# Copper Bolus Tips



## Mcclan3 (Feb 13, 2014)

I'm headed out for the first round of copper bolusing my herd today, and was curious if there are any tips, tricks, or advice-especially on getting them to take it easier or keeping my goats from hating me afterwards?


----------



## Buck Naked Boers (Oct 15, 2012)

Wow good question, this newbie wants to know too! I got a spring loaded bolus gun as I heard they are easier to get down the pills with babies....let us know how it goes! Did you find a place that told you how to give the pills? I am not sure how to do that....we need to do that this week or next week too.

tami


----------



## Mcclan3 (Feb 13, 2014)

I had to order from Hoeggers since nobody carries them locally here, so I didn't get a chance to talk to anybody about them :/


----------



## SalteyLove (Jun 18, 2011)

This thread has a lot of good tips! http://www.thegoatspot.net/forum/f186/getting-bolus-them-162926/

I use a calf bolus gun (plastic plunger type) and the 4 gram ultracruz boluses and strawberry yogurt. I bolused 10 goats on Sunday and 3 of them ended up chewing the bolus and 1 spit it out whole but then swallowed the second time. So I guess my numbers aren't very good and I had to catch them to do it because the strawberry yogurt isn't going to convince them to let me shove that plastic thing down their throat!

Good luck!


----------



## FullMoonFarm-Ky (Jan 15, 2014)

I too just use a pull plunger. After inserting the plunger and shooting the pill in, I hold their mouth shut, head all the way back, and massage their throat/neck until I see them swallow a few times. 


Sent from my iPhone using Goat Forum


----------



## Mcclan3 (Feb 13, 2014)

Thanks for the tips. It didn't go as well as I had hoped (I had NO clue a goat could spit that far!!!), and they ended up chewing at least one capsule each. I'm determined to have it go better next time though!!


----------



## chelsboers (Mar 25, 2010)

The problem I always have with the pills is finding a bolus gun that will hold the pill. The ones that are supposedly for sheep are way too big for the 4g pills and the pill falls out before you can get it in the back of their throat.


----------



## sbaker (Nov 11, 2012)

I've seen people just cut the top off of a regular syringe.... Has anybody tried that? I have copper coming in this week, and was wondering how to get it in them with the least amount of stress- on me. :chin:


----------



## Tenacross (May 26, 2011)

I squirt a little probios paste into the chamber of the bolus gun to hold the bolus in there. It works great for that, but sometimes too well as the bolus wants to follow the gun back out from the stickiness. I also smear probios all over the outside of the barrel to sort of lubricate it.

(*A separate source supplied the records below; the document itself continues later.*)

PR #268, opened 2018-04-19
Add plugin to create crumbs based on metadata

tbm:
The `pretty_crumbs` plugin takes metadata information from the source
file (by default, the `crumbs` variable but this can be configured) and
uses that information for the breadcrum instead of the file/dirname.

Thanks to Chris Warrick for answering several questions I had as I
worked on this plugin.

### DIFF
--- a/v8/pretty_breadcrumbs/README.md
+++ b/v8/pretty_breadcrumbs/README.md
@@ -1,0 +1,16 @@
+
+This plugin converts filepaths from breadcrumbs into more pretty
+breadcrumbs based on metadata information defined in the source
+file.
+
+For example, if file `test/index.rst` contains
+
+```
+.. crumb: This is a test
+```
+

I now pretty much bury the whole thing all the way down their throat. I know that sounds horrible, but if you have their head pointed up and aim right down the middle with firm pressure, it goes that far without killing them and get the bolus down them. Some goats can still spit it up. I believe using the same technique they use to spit up a cud. I catch it and do them again without the probios and usually get it to stick the second time. I hate doing this to my goats, but the results on a goat that needed copper is amazing


----------



## chelsboers (Mar 25, 2010)

I used to buy the ones for cows and then measure 4grams for each one and put it in a smaller capsule. The pills they sell that are pre measured for goats are a lot smaller so they don't fit in the bolus gun. Before I didn't have any problems, my husband would put in in the back of their throat and Id squirt some water in their mouth to make them swallow. Pretty easy and only one or two would hold it in their mouth until I let them go then spit it out.


----------



## Tenacross (May 26, 2011)

sbaker said:


> I've seen people just cut the top off of a regular syringe.... Has anybody tried that? I have copper coming in this week, and was wondering how to get it in them with the least amount of stress- on me. :chin:


My goats think it's hilarious when I try to fool them into swallowing copper without a bolus gun. People that routinely give their goats treats *do* have good luck getting them to.


----------



## DLeeB (Apr 5, 2012)

I really like seeing this question. Giving copper has been one of my least favorite goatie chores. I'd rather trim hooves for sure, lol. Make sure that you have gotten one down before you move on to another goat. I recently was giving my goats copper, thought I had gotten them all down. Looked down to find a chewed and spit out copper bolus. :scratch: I had already given it to three goats or so I thought. I don't know which one had tricked me into thinking they took it. So long story short, some goat didn't get their copper this time.:tear:


----------



## sbaker (Nov 11, 2012)

I'm thinking about coating it in coconut oil, and then using the syringe to push it down. Sound like an o.k. plan? I think my copper should be in by tomorrow, so I guess I'll find out then! lol!


----------



## Jessica84 (Oct 27, 2011)

chelsboers said:


> I used to buy the ones for cows and then measure 4grams for each one and put it in a smaller capsule. The pills they sell that are pre measured for goats are a lot smaller so they don't fit in the bolus gun. Before I didn't have any problems, my husband would put in in the back of their throat and Id squirt some water in their mouth to make them swallow. Pretty easy and only one or two would hold it in their mouth until I let them go then spit it out.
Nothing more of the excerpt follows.